■ INPUT MATERIAL ■
===

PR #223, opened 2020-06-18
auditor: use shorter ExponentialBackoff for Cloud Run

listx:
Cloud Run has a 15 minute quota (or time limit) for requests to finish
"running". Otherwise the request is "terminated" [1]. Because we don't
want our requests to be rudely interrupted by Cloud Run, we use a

===

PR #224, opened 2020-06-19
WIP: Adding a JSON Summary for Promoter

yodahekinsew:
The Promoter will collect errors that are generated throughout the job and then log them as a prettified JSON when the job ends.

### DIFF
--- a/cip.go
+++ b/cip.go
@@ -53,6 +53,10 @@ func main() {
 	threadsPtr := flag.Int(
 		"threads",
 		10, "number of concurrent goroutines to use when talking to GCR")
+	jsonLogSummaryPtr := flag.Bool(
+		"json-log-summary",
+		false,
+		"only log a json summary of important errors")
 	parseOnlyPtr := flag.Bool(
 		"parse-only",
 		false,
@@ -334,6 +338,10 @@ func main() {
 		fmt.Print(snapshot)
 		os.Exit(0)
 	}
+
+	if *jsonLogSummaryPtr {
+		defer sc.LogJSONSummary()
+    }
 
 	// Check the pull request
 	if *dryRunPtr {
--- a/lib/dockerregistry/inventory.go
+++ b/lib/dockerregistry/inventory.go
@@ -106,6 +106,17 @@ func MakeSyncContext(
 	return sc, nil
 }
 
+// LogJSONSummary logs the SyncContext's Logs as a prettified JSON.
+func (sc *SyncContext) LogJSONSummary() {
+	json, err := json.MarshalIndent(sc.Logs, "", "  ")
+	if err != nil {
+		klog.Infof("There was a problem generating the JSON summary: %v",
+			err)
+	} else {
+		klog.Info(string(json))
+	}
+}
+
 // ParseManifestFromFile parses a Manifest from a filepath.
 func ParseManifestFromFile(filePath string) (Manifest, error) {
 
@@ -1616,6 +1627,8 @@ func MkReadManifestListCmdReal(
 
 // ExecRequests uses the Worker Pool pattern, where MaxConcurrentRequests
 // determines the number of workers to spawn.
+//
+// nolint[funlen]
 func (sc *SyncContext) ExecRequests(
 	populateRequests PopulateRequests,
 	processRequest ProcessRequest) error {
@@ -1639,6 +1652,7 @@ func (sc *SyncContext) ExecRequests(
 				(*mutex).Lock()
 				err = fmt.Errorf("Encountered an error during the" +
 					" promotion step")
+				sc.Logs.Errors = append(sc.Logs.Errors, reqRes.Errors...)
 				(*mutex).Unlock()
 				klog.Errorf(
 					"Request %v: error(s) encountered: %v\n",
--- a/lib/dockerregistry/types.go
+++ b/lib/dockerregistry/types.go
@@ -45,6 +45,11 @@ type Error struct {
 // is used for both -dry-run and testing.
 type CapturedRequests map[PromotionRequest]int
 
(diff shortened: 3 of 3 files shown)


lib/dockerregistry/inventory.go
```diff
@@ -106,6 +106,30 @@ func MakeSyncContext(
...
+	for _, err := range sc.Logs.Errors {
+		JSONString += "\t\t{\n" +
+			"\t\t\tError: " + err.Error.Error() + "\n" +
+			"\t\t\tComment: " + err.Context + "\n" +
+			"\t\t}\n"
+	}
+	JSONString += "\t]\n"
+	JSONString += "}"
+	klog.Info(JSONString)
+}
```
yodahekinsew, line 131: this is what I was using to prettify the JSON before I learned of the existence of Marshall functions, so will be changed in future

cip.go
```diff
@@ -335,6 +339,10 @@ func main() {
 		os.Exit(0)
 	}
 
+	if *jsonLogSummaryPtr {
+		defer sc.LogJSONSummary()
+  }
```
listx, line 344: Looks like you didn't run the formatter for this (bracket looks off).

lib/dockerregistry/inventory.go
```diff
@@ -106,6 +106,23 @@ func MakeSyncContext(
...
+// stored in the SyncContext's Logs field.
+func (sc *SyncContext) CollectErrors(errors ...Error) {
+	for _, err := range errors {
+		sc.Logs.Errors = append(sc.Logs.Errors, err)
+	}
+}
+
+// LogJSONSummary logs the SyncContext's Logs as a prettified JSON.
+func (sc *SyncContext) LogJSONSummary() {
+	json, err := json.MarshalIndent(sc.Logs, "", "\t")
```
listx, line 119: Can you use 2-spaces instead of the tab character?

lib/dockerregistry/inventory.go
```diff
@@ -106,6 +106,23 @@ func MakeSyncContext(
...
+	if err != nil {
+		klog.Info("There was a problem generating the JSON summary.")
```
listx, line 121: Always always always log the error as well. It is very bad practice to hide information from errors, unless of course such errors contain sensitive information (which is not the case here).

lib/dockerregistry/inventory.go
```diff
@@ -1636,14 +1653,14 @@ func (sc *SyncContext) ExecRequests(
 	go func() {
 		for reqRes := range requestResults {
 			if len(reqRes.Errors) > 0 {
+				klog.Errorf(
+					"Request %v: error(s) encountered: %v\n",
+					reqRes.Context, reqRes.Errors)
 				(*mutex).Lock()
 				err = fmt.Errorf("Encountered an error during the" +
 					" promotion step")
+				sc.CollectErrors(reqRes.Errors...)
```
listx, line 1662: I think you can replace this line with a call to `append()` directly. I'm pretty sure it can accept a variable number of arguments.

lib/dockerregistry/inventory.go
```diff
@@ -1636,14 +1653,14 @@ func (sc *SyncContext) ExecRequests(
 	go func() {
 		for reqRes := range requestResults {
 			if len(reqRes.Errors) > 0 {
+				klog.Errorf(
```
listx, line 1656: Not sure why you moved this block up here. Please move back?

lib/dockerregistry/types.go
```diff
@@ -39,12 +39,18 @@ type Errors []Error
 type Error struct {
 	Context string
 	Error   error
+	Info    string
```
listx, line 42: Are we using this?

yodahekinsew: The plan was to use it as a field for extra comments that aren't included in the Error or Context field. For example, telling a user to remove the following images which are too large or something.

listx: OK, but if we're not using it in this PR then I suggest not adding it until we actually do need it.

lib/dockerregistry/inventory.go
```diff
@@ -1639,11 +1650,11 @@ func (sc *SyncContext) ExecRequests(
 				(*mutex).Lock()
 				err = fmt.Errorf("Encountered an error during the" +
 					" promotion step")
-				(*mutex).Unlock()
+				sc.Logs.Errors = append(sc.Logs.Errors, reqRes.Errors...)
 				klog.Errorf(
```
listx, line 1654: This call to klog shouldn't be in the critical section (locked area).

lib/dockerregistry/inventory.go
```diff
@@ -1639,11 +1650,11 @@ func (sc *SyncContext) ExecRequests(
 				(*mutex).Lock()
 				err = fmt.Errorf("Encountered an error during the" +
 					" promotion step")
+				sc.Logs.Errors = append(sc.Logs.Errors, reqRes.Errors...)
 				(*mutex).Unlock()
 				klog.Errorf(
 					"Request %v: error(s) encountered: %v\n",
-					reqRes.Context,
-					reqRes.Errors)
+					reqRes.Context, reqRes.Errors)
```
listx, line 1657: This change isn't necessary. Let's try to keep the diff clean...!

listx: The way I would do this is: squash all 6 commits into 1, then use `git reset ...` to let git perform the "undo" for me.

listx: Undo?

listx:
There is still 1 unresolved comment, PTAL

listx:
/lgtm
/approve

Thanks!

===

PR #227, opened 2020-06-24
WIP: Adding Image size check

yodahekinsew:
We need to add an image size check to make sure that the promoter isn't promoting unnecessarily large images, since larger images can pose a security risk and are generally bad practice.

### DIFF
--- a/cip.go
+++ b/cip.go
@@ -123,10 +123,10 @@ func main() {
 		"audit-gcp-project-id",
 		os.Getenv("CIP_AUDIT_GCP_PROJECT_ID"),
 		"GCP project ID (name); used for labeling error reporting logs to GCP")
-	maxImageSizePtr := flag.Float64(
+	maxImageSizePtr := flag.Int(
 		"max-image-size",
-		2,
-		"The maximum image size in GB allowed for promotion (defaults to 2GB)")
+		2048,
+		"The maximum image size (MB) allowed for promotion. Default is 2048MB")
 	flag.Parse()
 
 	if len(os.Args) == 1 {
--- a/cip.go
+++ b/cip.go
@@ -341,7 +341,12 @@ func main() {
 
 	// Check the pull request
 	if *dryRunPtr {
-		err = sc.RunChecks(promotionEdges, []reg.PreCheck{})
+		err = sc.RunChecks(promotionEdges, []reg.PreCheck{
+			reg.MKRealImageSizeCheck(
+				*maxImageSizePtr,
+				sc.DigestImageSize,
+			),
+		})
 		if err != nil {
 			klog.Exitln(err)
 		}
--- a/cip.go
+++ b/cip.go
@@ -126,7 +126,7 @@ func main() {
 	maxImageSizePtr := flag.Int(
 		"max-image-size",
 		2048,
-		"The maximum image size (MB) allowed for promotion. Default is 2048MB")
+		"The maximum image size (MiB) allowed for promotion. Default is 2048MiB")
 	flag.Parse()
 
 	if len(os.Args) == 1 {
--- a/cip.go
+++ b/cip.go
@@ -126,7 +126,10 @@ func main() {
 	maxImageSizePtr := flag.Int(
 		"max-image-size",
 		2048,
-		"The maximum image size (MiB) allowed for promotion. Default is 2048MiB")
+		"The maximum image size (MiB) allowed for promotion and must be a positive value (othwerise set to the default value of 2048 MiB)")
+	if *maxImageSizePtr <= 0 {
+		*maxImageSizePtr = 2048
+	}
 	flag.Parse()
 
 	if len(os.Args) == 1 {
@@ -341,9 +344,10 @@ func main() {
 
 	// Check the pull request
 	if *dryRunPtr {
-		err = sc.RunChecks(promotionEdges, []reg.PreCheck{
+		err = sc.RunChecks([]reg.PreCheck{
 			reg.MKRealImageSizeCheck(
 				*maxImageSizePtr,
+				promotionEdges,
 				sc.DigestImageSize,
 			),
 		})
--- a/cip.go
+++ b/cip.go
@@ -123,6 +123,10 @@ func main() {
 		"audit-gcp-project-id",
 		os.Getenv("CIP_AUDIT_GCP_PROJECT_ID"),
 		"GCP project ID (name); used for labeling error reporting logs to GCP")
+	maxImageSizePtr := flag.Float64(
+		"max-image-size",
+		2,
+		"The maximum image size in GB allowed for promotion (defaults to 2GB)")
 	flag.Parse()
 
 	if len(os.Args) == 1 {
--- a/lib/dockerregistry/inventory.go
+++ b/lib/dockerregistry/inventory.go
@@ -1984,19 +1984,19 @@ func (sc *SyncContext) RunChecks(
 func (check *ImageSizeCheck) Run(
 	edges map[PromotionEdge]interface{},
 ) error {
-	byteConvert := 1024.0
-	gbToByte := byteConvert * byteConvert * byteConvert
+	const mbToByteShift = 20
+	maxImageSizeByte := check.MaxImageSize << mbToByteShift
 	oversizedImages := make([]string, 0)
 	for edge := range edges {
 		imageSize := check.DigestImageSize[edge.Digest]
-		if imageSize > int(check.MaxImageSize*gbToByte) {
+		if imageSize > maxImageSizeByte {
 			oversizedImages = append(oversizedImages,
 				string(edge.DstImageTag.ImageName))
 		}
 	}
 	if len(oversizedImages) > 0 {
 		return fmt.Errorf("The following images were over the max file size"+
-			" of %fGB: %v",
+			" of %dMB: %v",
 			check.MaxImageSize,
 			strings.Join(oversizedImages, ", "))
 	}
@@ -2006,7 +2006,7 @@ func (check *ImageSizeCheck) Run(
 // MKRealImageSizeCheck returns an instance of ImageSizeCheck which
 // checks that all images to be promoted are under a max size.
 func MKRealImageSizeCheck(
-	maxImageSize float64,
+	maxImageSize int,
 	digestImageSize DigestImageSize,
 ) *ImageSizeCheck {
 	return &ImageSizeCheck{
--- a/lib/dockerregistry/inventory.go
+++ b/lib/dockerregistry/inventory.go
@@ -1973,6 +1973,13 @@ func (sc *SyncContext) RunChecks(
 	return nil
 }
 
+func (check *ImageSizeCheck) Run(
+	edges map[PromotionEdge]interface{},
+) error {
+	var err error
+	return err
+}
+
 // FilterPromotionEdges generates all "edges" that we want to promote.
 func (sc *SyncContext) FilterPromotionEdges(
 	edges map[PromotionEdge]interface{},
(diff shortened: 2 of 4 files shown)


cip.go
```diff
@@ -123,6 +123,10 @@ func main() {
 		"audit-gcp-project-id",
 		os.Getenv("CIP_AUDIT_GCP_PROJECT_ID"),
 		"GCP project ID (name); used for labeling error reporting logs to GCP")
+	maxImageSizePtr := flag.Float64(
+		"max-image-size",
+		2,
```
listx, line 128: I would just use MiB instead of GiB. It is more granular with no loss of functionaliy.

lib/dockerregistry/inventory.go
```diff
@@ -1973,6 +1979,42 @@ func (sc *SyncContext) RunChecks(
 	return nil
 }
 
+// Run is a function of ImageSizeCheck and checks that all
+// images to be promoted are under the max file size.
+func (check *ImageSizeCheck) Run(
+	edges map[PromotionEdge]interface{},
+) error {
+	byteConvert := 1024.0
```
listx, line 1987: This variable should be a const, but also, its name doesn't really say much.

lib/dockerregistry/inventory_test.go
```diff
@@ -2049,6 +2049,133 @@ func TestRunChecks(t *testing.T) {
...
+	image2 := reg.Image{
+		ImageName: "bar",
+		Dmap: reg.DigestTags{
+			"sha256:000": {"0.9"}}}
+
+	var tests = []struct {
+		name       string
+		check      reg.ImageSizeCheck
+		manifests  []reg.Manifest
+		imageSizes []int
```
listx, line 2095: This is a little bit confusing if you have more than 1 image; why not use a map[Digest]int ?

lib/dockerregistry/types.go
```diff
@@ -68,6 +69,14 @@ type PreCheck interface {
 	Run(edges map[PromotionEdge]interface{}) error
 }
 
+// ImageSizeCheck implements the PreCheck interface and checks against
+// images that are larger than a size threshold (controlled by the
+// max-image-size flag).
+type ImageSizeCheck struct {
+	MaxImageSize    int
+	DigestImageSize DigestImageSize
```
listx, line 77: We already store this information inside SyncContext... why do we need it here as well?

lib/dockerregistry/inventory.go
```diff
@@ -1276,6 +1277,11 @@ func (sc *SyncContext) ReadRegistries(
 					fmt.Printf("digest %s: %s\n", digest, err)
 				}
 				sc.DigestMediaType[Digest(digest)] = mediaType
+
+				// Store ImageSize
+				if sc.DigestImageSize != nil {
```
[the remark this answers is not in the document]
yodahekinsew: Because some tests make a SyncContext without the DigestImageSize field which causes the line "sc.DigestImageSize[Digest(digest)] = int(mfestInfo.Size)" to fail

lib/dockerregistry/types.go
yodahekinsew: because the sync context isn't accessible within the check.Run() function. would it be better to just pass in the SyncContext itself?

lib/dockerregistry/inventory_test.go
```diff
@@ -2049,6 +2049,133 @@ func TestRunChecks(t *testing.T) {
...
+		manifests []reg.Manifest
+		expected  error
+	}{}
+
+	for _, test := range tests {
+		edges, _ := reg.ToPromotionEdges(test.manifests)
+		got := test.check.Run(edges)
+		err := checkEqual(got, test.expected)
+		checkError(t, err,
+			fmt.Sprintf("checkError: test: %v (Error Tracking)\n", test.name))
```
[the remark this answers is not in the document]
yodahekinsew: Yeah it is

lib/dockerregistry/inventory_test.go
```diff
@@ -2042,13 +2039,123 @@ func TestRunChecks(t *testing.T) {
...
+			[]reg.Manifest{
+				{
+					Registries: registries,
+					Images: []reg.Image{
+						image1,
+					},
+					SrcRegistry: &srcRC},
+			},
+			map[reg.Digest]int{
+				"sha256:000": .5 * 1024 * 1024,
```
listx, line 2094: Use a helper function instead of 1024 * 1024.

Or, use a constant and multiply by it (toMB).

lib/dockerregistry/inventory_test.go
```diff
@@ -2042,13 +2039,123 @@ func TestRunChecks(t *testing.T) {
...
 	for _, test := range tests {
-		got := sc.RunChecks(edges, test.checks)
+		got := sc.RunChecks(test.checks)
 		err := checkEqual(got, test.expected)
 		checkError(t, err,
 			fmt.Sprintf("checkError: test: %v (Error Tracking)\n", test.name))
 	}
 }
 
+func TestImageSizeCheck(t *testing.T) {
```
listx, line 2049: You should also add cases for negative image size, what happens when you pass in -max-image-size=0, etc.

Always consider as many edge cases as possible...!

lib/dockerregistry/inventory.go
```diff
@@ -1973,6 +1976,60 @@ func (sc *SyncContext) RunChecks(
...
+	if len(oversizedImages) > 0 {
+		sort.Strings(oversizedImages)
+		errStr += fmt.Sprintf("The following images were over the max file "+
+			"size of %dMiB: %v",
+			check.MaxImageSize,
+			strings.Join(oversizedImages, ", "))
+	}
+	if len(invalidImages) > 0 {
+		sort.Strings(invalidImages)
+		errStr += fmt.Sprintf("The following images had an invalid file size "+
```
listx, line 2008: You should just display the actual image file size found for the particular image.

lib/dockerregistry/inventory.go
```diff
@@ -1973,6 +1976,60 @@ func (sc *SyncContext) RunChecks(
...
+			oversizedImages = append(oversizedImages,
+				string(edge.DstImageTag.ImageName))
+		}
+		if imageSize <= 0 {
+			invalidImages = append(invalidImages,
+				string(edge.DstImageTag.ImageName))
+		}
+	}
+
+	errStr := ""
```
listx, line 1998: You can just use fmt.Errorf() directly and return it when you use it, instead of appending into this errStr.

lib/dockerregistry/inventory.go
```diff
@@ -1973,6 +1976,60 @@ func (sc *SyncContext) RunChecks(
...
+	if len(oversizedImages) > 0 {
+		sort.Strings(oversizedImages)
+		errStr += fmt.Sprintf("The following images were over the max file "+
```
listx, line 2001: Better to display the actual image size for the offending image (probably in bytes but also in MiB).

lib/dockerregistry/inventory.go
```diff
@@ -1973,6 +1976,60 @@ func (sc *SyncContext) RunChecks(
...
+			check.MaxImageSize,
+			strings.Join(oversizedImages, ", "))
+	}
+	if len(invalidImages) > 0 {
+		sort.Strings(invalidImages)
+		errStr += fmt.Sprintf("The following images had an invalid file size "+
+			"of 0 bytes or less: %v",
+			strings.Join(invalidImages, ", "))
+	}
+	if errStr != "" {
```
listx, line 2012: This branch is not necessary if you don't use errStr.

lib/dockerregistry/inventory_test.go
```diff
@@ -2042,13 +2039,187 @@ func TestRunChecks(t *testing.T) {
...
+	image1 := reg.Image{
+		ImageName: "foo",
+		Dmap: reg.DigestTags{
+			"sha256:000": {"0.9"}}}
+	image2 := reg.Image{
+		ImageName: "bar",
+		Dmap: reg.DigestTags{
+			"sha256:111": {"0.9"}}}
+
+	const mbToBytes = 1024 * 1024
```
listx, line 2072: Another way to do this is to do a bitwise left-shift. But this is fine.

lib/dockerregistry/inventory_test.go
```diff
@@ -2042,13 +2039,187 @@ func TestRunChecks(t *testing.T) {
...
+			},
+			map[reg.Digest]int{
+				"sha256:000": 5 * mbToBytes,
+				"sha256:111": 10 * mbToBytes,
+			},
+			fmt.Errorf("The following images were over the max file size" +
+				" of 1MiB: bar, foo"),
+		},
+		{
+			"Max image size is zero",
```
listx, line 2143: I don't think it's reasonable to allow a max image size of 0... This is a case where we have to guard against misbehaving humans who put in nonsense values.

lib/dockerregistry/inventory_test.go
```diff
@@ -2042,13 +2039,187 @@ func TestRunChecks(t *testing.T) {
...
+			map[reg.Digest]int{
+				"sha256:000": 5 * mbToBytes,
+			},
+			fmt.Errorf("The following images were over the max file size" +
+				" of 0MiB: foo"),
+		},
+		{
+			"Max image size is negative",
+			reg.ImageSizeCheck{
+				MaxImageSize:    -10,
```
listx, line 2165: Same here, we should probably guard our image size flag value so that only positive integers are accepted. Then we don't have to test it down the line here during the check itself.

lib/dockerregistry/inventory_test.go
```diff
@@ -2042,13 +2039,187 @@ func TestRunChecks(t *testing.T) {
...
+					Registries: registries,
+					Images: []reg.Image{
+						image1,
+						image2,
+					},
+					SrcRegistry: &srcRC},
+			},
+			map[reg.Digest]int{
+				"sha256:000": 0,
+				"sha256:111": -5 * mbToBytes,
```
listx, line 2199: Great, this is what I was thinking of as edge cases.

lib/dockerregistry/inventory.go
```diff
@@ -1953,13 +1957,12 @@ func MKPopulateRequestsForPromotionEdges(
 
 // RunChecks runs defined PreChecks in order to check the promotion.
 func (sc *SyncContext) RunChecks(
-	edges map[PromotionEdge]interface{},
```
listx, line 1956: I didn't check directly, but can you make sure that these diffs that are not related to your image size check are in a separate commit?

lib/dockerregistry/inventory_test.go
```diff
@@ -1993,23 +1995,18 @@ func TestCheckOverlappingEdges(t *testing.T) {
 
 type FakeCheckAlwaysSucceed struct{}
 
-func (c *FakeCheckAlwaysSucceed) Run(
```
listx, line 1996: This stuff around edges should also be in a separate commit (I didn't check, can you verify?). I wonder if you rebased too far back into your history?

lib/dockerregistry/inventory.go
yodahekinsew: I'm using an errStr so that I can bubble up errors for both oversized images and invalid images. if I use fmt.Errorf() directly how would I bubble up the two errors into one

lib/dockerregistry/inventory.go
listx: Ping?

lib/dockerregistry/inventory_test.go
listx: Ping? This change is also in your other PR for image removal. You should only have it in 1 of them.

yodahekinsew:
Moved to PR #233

===

■ TASK PROMPT ■
Starting at the line above that contains "PR #223, opened 2020-06-18", repeat each line exactly up to and including the line that contains "want our requests", and stop there.

■ EXERCISE SOLUTION ■
PR #223, opened 2020-06-18
auditor: use shorter ExponentialBackoff for Cloud Run

listx:
Cloud Run has a 15 minute quota (or time limit) for requests to finish
"running". Otherwise the request is "terminated" [1]. Because we don't
want our requests to be rudely interrupted by Cloud Run, we use a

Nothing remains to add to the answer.